Ein privater Immobilienkauf von Bundesfinanzminister Christian Lindner wirft Fragen zu möglichen Interessenkonflikten auf. Anlass ist ein Zweifamilienhaus, das der FDP-Chef Anfang 2021 für 1,65 Millionen Euro in Berlin erwarb. Wie der "Spiegel" berichtet, wurde es von der Karlsruher BBBank finanziert, für die Linder in den vergangenen Jahren mindestens sieben Vorträge gegen ein insgesamt fünfstelliges Honorar gehalten hat - auch als Bundesfinanzminister: Im Mai 2022 hielt er ein offizielles Grußwort für eine Jubiläumsveranstaltung der Genossenschaftsbank. 2018 trat Linder zudem in einem Imagevideo der BBBank auf.

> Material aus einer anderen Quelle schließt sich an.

PR #839, opened 2021-12-20
Add template for JobId in Job spec

theAntiYeti:
This change allows a job spec annotation or label to contain {JobId}, which gets templated out with the actual JobId on submission.

### DIFF
--- a/internal/armada/server/submit.go
+++ b/internal/armada/server/submit.go
@@ -456,6 +456,7 @@ func (server *SubmitServer) checkQueuePermission(
 
 // brought outside for mocking.
 var NewULID = util.NewULID
+var now = time.Now
 
 func (server *SubmitServer) createJobs(request *api.JobSubmitRequest, owner string, ownershipGroups []string) ([]*api.Job, error) {
 	jobs := make([]*api.Job, 0, len(request.JobRequestItems))
@@ -523,7 +524,7 @@ func (server *SubmitServer) createJobs(request *api.JobSubmitRequest, owner stri
 
 			PodSpec:                  item.PodSpec,
 			PodSpecs:                 item.PodSpecs,
-			Created:                  time.Now(),
+			Created:                  now(), // Replaced with now for mocking unit test
 			Owner:                    owner,
 			QueueOwnershipUserGroups: ownershipGroups,
 		}
--- a/internal/armada/server/submit.go
+++ b/internal/armada/server/submit.go
@@ -455,7 +455,7 @@ func (server *SubmitServer) checkQueuePermission(
 }
 
 // brought outside for mocking.
-var NewULID = util.NewULID
+var newULID = util.NewULID
 var now = time.Now
 
 func (server *SubmitServer) createJobs(request *api.JobSubmitRequest, owner string, ownershipGroups []string) ([]*api.Job, error) {
@@ -505,7 +505,7 @@ func (server *SubmitServer) createJobs(request *api.JobSubmitRequest, owner stri
 			}
 		}
 
-		jobId := NewULID()
+		jobId := newULID()
 		j := &api.Job{
 			Id:       jobId,
 			ClientId: item.ClientId,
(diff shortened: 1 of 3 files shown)


internal/armada/server/submit.go
```diff
@@ -454,6 +454,10 @@ func (server *SubmitServer) checkQueuePermission(
 	return nil, groups
 }
 
+// brought outside for mocking.
+var NewULID = util.NewULID
```
samclark, line 458: inconsistent exports

internal/armada/server/submit.go
```diff
@@ -529,6 +534,16 @@ func (server *SubmitServer) createJobs(request *api.JobSubmitRequest, owner stri
 	return jobs, nil
 }
 
+func enrichText(text map[string]string, jobId string) map[string]string {
+	returnText := util.DeepCopy(text)
```
samclark, line 538: do we need to deep copy? can we not just replace in-place?

internal/armada/server/submit.go
```diff
@@ -529,6 +534,16 @@ func (server *SubmitServer) createJobs(request *api.JobSubmitRequest, owner stri
...
+
+	for key, value := range returnText {
+		returnText[key] = strings.Replace(value, "{JobId}", jobId, -1)
```
samclark, line 541: although unlikely there is no way to escape `{JobId}`. I think we should provide a way to escape this value incase users want to use it literally.

internal/armada/server/submit_test.go
```diff
@@ -727,3 +727,114 @@ func withSubmitServerAndRepos(action func(s *SubmitServer, jobRepo repository.Jo
...
+									},
+								},
+							},
+						},
+					},
+				},
+			},
+		},
+	}
+	owner := "test"
```
samclark, line 829: why have a separate variable for `owner` here?

internal/armada/server/submit.go
JamesMurkin, line 541: Why not use ReplaceAll?

internal/armada/server/submit.go
JamesMurkin, line 458: I don't love this style. Feels like hack and messes up the code for the sake of testing.

Considering createJobs could be extracted out of submit entirely. Possibly it could be some struct should handle createJobs, it can then be configured with a uuidFunc and timeFunc. 

At the very least, it shouldn't be exported

internal/armada/server/submit_test.go
```diff
@@ -727,3 +727,114 @@ func withSubmitServerAndRepos(action func(s *SubmitServer, jobRepo repository.Jo
...
+	ownershipGroups := make([]string, 0)
+	withSubmitServer(func(s *SubmitServer, events repository.EventRepository) {
+		output, err := s.createJobs(request, owner, ownershipGroups)
+		fmt.Println(err)
```
JamesMurkin, line 833: Should we not test that there is NoError rather than just printing?

theAntiYeti: Oh that's a massive catch - I only put that in to debug, wasn't going to test that at all but this makes more sense

internal/armada/server/submit.go
theAntiYeti: fixed the exporting. Going to leave this like this for today at least and maybe come back to it tomorrow

internal/armada/server/submit.go
theAntiYeti: we probably could. Something about making non mutative functions generally feels better to me but I guess this isn't that important or used again?

internal/armada/server/submit.go
theAntiYeti: I don't believe {} are allowed in labels or annotations anyway are they?

samclark: I've not tested but I suspect almost anything will be allowed in annotation values.

theAntiYeti: I'm still not entirely convinced this isn't just a YAGNI, if you have any concrete example of when someone would want to have `{JobId}` in their annotation then I'll add it but it seems more than feasible they could use `{Job_Id}` or some other variation instead. What is the use case for having the escaped string there anyway?

samclark: Annotations by their nature are very flexible and it's just good practice as the platform to not get in the way. Escaping the magic token surely can't add much complexity to the code and providing a way to escape it will be expected and intuitive to users.

samclark (approved):
LGTM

Für den Kauf des Berliner Privathauses hatte die Bank Lindner umfangreiche Kredite zur Verfügung gestellt. Nach "Spiegel"-Angaben beläuft sich die Grundschuld auf insgesamt 2,8 Millionen Euro. Die Summe soll den Kaufpreis der Immobilie damit um 1,15 Millionen Euro übersteigen. Eine Überfinanzierung in dieser Größenordnung ist ungewöhnlich.
Laut seiner Bundestagswebseite trat Lindner zwischen 2017 und 2019 an sieben "Exklusiven Abenden" der BBBank als Gast auf und erhielt dafür insgesamt ein Honorar zwischen 35.000 und 73.000 Euro. Genauer lässt sich die Summe nicht beziffern, weil Nebeneinkünfte von Bundestagsabgeordneten damals nur in Stufen veröffentlicht wurden. Rechnet man alle Nebeneinkünfte Lindners aus der Wahlperiode von 2017 bis 2021 zusammen, kommt der FDP-Chef auf Einnahmen von 514.000 bis 1.096.500 Euro - zusätzlich zu den Diäten als Bundestagsabgeordneter.